Requirement> Repeat exactly the lines from the start of the material below up to and including the "This problem is" line.

Recorded data>
PR #440, opened 2022-09-02
[WIP] fix(2715): Some process do not stop after build timed out

ibu1224:
## Context

Fix the following Issue
https://github.com/screwdriver-cd/screwdriver/issues/2715

## Objective

This problem is caused by SIGABRT unable to stop processes created other than  described in sd-step.
In other words, if a grandchild process is created, the process does not stop and continues to run.

As a solution, modified the system to send a SIGTERM to the created process group.
Sending kill to `-PID` will send a signal to that process group.
https://man7.org/linux/man-pages/man2/kill.2.html

If this solution cannot be adopted, it is better to accept it as a specification in Screwdriver.cd.

Well-behaved programs create/process child processes themselves.
If the user defines the sd-step, there is also the idea that the user is responsible for it.

## References

- https://github.com/screwdriver-cd/screwdriver/issues/2715
- https://man7.org/linux/man-pages/man2/kill.2.html
## License

https://github.com/screwdriver-cd/screwdriver/issues/2715
https://man7.org/linux/man-pages/man2/kill.2.html

### DIFF
--- a/executor/executor.go
+++ b/executor/executor.go
@@ -356,7 +356,7 @@ func Run(path string, env []string, emitter screwdriver.Emitter, build screwdriv
 				firstError = buildTimeout
 				code = 3
 			}
-			_ = c.Process.Signal(syscall.SIGABRT)
+			syscall.Kill(-c.Process.Pid, syscall.SIGKILL)
 			terminateSleep(shellBin, sourceDir, true) // kill all running sleep
 
 		case stepAbort := <-sig:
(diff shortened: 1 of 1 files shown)


y-oksaku (approved):

itleigns (approved):

kumada626 (approved):

tkyi (approved):

jithine:
is this tested in kubernetes context ? any surprises we need to be aware of due to this change ? Does it cause any interruption to signal handling  https://github.com/screwdriver-cd/launcher/blob/master/Docker/run.sh#L4

ibu1224:
@jithine 
As we talked about in slack, there was a flaw in our implementation, so the PR is CLOSED.
I will comment on the issue for more details.

PR #452, opened 2023-05-03
fix: add SHELLOPTS to ignore list in teardown step

adong:
## Context

To address issues like
```
/tmp/env_export: line 110: SHELLOPTS: readonly variable
```

When user has script in sd.yaml such as

```
      steps:
        - env: |
            set -x; # export SHELLOPTS
            env
```

We will have issue like: 

image

## Objective
This PR add `SHELLOPTS` to be ignored

Test pending

## License

### DIFF
--- a/executor/executor.go
+++ b/executor/executor.go
@@ -276,7 +276,7 @@ func Run(path string, env []string, emitter screwdriver.Emitter, build screwdriv
 	// Command to Export Env. Use tmpfile just in case export -p takes some time
 	exportEnvCmd :=
 		"tmpfile=" + tmpFile + "; exportfile=" + exportFile + "; " +
-			"export -p | grep -vi \"PS1=\" > $tmpfile && mv -f $tmpfile $exportfile; "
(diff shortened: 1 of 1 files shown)


executor/executor.go
```diff
@@ -276,7 +276,7 @@ func Run(path string, env []string, emitter screwdriver.Emitter, build screwdriv
 	// Command to Export Env. Use tmpfile just in case export -p takes some time
 	exportEnvCmd :=
 		"tmpfile=" + tmpFile + "; exportfile=" + exportFile + "; " +
-			"export -p | grep -vi \"PS1=\" > $tmpfile && mv -f $tmpfile $exportfile; "
+			"export -p | grep -vi \"PS1=|SHELLOPTS=\" > $tmpfile && mv -f $tmpfile $exportfile; "
```
jithine, line 279: Has this bees tested against different shells ? We should do a more extensible approach to add more variables in future

jithine (changes requested):

PR #454, opened 2023-06-30
fix(2878): exclude warning from merging build meta

klu909:
## Context

build warning should be specific to the build
## Objective

exclude build warning from inheriting to downstream builds
## License


tkyi (approved):
Please update description

PR #456, opened 2023-07-28
feat: Add source directory to Sonarqube project name

yk634:
## Context

If there are multiple projects in one repository, the source directory can be set for the pipeline, but the source directory is not set for the project name in SonarQube.

In SonarQube UI, it is not possible to distinguish which directory the project was created from, so modify the source directory so that it is set to the project name.

## Objective

In pipelines where the source directory is set, modify it so that it is set in the format `repositoryName:sourceDir:jobName`.

image

## License

### DIFF
--- a/launch.go
+++ b/launch.go
@@ -442,11 +442,21 @@ func launch(api screwdriver.API, buildID int, rootDir, emitterPath, metaSpace, s
 	oldJobName := job.Name
 	pr := prNumber(job.Name)
 
+	scm, err := parseScmURI(pipeline.ScmURI, pipeline.ScmRepo.Name)
+	if err != nil {
+		return err, "", ""
+	}
+
+	pipelineName := pipeline.ScmRepo.Name
+	if scm.RootDir != "" {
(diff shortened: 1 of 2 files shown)


launch.go
```diff
@@ -442,11 +442,21 @@ func launch(api screwdriver.API, buildID int, rootDir, emitterPath, metaSpace, s
...
 	pr := prNumber(job.Name)
 
+	scm, err := parseScmURI(pipeline.ScmURI, pipeline.ScmRepo.Name)
+	if err != nil {
+		return err, "", ""
+	}
+
+	pipelineName := pipeline.ScmRepo.Name
+	if scm.RootDir != "" {
+		pipelineName = pipeline.ScmRepo.Name + ":" + scm.RootDir
```
y-oksaku, line 452: How about using `+=` operator?

yk634: fixed

y-oksaku (approved):

tkyi (approved):

PR #464, opened 2023-10-29
fix: add /usr/sd-static/bin to PATH

DekusDenial:
provide bin path to statically linked executables

## License

### DIFF
--- a/executor/executor.go
+++ b/executor/executor.go
@@ -157,7 +157,7 @@ func doRunCommand(guid, path string, emitter screwdriver.Emitter, f *os.File, fR
 // Executes teardown commands
 func doRunTeardownCommand(cmd screwdriver.CommandDef, emitter screwdriver.Emitter, shellBin, exportFile, sourceDir string, stepExitCode int) (int, error) {
 	shargs := []string{"-e", "-c"}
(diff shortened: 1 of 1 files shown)


klu909 (approved):

executor/executor.go
```diff
@@ -157,7 +157,7 @@ func doRunCommand(guid, path string, emitter screwdriver.Emitter, f *os.File, fR
 // Executes teardown commands
 func doRunTeardownCommand(cmd screwdriver.CommandDef, emitter screwdriver.Emitter, shellBin, exportFile, sourceDir string, stepExitCode int) (int, error) {
 	shargs := []string{"-e", "-c"}
-	cmdStr := "export PATH=${PATH}:/opt/sd:/usr/sd/bin SD_STEP_EXIT_CODE=" + strconv.Itoa(stepExitCode) + " && " +
+	cmdStr := "export PATH=${PATH}:/opt/sd:/usr/sd/bin:/usr/sd-static/bin SD_STEP_EXIT_CODE=" + strconv.Itoa(stepExitCode) + " && " +
```
jithine, line 160: why not reuse existing `/usr/sd/bin` ?

DekusDenial: like what the name implies, need to separate static and dynamic binaries

adong:
I was told the use case is to use statically compiled binaries
@kumada626

DekusDenial:
like git, as we tried to move away from using habitat

PR #466, opened 2023-11-09
fix: ensure right event dumping

DekusDenial:
## License

### DIFF
--- a/Docker/run.sh
+++ b/Docker/run.sh
@@ -3,10 +3,12 @@
 # Trap these SIGNALs and run teardown
 trap 'trap_handler $@' INT TERM
 
+event_dumped=""
 dump_event() {
-  if [ -r /tmp/sd_event.json ]; then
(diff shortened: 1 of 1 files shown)


adong (approved):

jithine (approved):

Docker/run.sh
```diff
@@ -3,16 +3,20 @@
 # Trap these SIGNALs and run teardown
 trap 'trap_handler $@' INT TERM
 
+event_dumped=""
 dump_event() {
-  if [ -r /tmp/sd_event.json ]; then
+  if [ -r /tmp/sd_event.json ] && [ -z "$event_dumped" ]; then
```
adong, line 8: Question, does `event_dumped` set elsewhere? Otherwise, how does this ever get called?

DekusDenial: it's set up above

adong: Nevermind, it means `dump_event` only gets called 1 time

PR #468, opened 2023-11-28
fix(2952): encode percent of rootDir

yk634:
## Context

This PR is for https://github.com/screwdriver-cd/screwdriver/issues/2952#issuecomment-1809697640.

Pipeline build with rootDir containing `%` fails at `sd-setup-launcher` step.

```
panic: runtime error: invalid memory address or nil pointer dereference [recovered]
```

## Objective

`url.Parse()` fails at the point where it encodes `%`, so replace `%` with `%25` before that.

## License

### DIFF
--- a/screwdriver/screwdriver.go
+++ b/screwdriver/screwdriver.go
@@ -338,7 +338,9 @@ func (a api) GetAPIURL() (string, error) {
 
 // Get coverage object with coverage information
 func (a api) GetCoverageInfo(jobID, pipelineID int, jobName, pipelineName, scope, prNum, prParentJobId string) (coverage Coverage, err error) {
-	url, err := a.makeURL(fmt.Sprintf(CoverageURL, jobID, pipelineID, jobName, pipelineName, scope, prNum, prParentJobId))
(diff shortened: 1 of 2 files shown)


screwdriver/screwdriver.go
```diff
@@ -338,7 +338,9 @@ func (a api) GetAPIURL() (string, error) {
 
 // Get coverage object with coverage information
 func (a api) GetCoverageInfo(jobID, pipelineID int, jobName, pipelineName, scope, prNum, prParentJobId string) (coverage Coverage, err error) {
-	url, err := a.makeURL(fmt.Sprintf(CoverageURL, jobID, pipelineID, jobName, pipelineName, scope, prNum, prParentJobId))
+	// If pipelineName contains a percent sign (%), it needs to be encoded to ensure the URL can be parsed correctly.
+	encodedPipelineName := strings.Replace(pipelineName, "%", "%25", -1)
```
tkyi, line 342: should we make constants for any of these?

tkyi (approved):
Small comment

screwdriver/screwdriver.go
yk634: I think the constant is unnecessary because characters other than "percent" do not need to be replaced.

PR #478, opened 2024-11-05
feat(3234): event and parentEvent meta should be mutually exclusive

VonnyJap:
## Context

The current implementation of meta behavior causes the merging of parentEvent and event altogether whenever they are available. 

## Objective

This implementation should not be necessary, instead event and parentEvent meta should be mutually exclusive. The parentEvent will only be relevant for the initial build of the restart. Afterward, it will simply be part of the event, as the first build will update the event appropriately during the launcher exit.

## References

https://github.com/screwdriver-cd/screwdriver/issues/3234

## License

### DIFF
--- a/launch.go
+++ b/launch.go
@@ -476,7 +476,7 @@ func launch(api screwdriver.API, buildID int, rootDir, emitterPath, metaSpace, s
 
 	// Note: event and parent event meta are mutually exclusive
 	// the first event in the build chain for a restart case will use the parent event meta
-	// on launcher exit, the meta will be updated to the current event meta
+	// on launcher exit, the build meta will be merged int to the current event meta
 
 	// merge event meta if available
 	if len(event.Meta) > 0 {
--- a/launch.go
+++ b/launch.go
@@ -475,7 +475,7 @@ func launch(api screwdriver.API, buildID int, rootDir, emitterPath, metaSpace, s
 	}
 
 	// Note: event and parent event meta are mutually exclusive
-	// the first event in the build chain for a restart case will use the parent event meta
+	// the first build in the event for a restart case will use the parent event meta
 	// on launcher exit, the build meta will be merged int to the current event meta
 
 	// merge event meta if available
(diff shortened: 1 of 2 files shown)


launch.go
```diff
@@ -474,8 +474,18 @@ func launch(api screwdriver.API, buildID int, rootDir, emitterPath, metaSpace, s
...
+	// on launcher exit, the meta will be updated to the current event meta
+
+	// merge event meta if available
+	if len(event.Meta) > 0 { // If has meta, marshal it
+		log.Printf("Fetching Event Meta JSON %v", event.ID)
+		if event.Meta != nil {
+			mergedMeta = deepMergeJSON(mergedMeta, event.Meta)
+		}
+	} else if event.ParentEventID != 0 { // otherwise, fetch from parent event
+		// If has parent event, fetch meta from parent event
```
sagar1312, line 488: I believe the code is self-explanatory
```suggestion
	if len(event.Meta) > 0 {
		log.Printf("Fetching Event Meta JSON %v", event.ID)
		if event.Meta != nil {
			mergedMeta = deepMergeJSON(mergedMeta, event.Meta)
		}
	} else if event.ParentEventID != 0 {
```

launch.go
```diff
@@ -474,8 +474,18 @@ func launch(api screwdriver.API, buildID int, rootDir, emitterPath, metaSpace, s
 		return err, "", ""
 	}
 
-	// Always merge parent event meta if it exists (Issue #3234)
-	if event.ParentEventID != 0 { // If has parent event, fetch meta from parent event
+	// Note: event and parent event meta are mutually exclusive
+	// the first event in the build chain for a restart case will use the parent event meta
```
sagar1312, line 478:
```suggestion
	// the first build in the event for a restart case will use the parent event meta
```

launch.go
```diff
@@ -474,8 +474,18 @@ func launch(api screwdriver.API, buildID int, rootDir, emitterPath, metaSpace, s
...
+	// on launcher exit, the meta will be updated to the current event meta
```
sagar1312, line 479:
```suggestion
	// on launcher exit, the build meta will be merged int to the current event meta
```

tkyi (approved):

sagar1312 (approved):

PR #529, opened 2016-09-05
fix(file): adds chunked blob writing

stalniy:
This prevents app crash when user picks a big file to write


ihadeed:
thanks @stalniy

PR #532, opened 2016-09-06
Retain Observable even during an Error Condition

Barryrowe:
The way this was setup previously, if an error occurred on the watchPosition observable, the observer was sent an error, which would have to be caught. This also has the side effect of completing the observable, which means anything down stream that would be subscribed would be unsubscribed and no longer receive updates.

Instead of using binding the error callback to ```observer.error``` this change just binds the error callback to ```observer.next``` and lets the subscriber filter out results that match ```PositionError``` rather than having to manage re-subscribing (which could just immediately fail and enter a loop of catch/retry)

### DIFF
--- a/src/plugins/geolocation.ts
+++ b/src/plugins/geolocation.ts
@@ -62,6 +62,18 @@ export interface Geoposition {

Exercise response>
PR #440, opened 2022-09-02
[WIP] fix(2715): Some process do not stop after build timed out

ibu1224:
## Context

Fix the following Issue
https://github.com/screwdriver-cd/screwdriver/issues/2715

## Objective

This problem is caused by SIGABRT unable to stop processes created other than  described in sd-step.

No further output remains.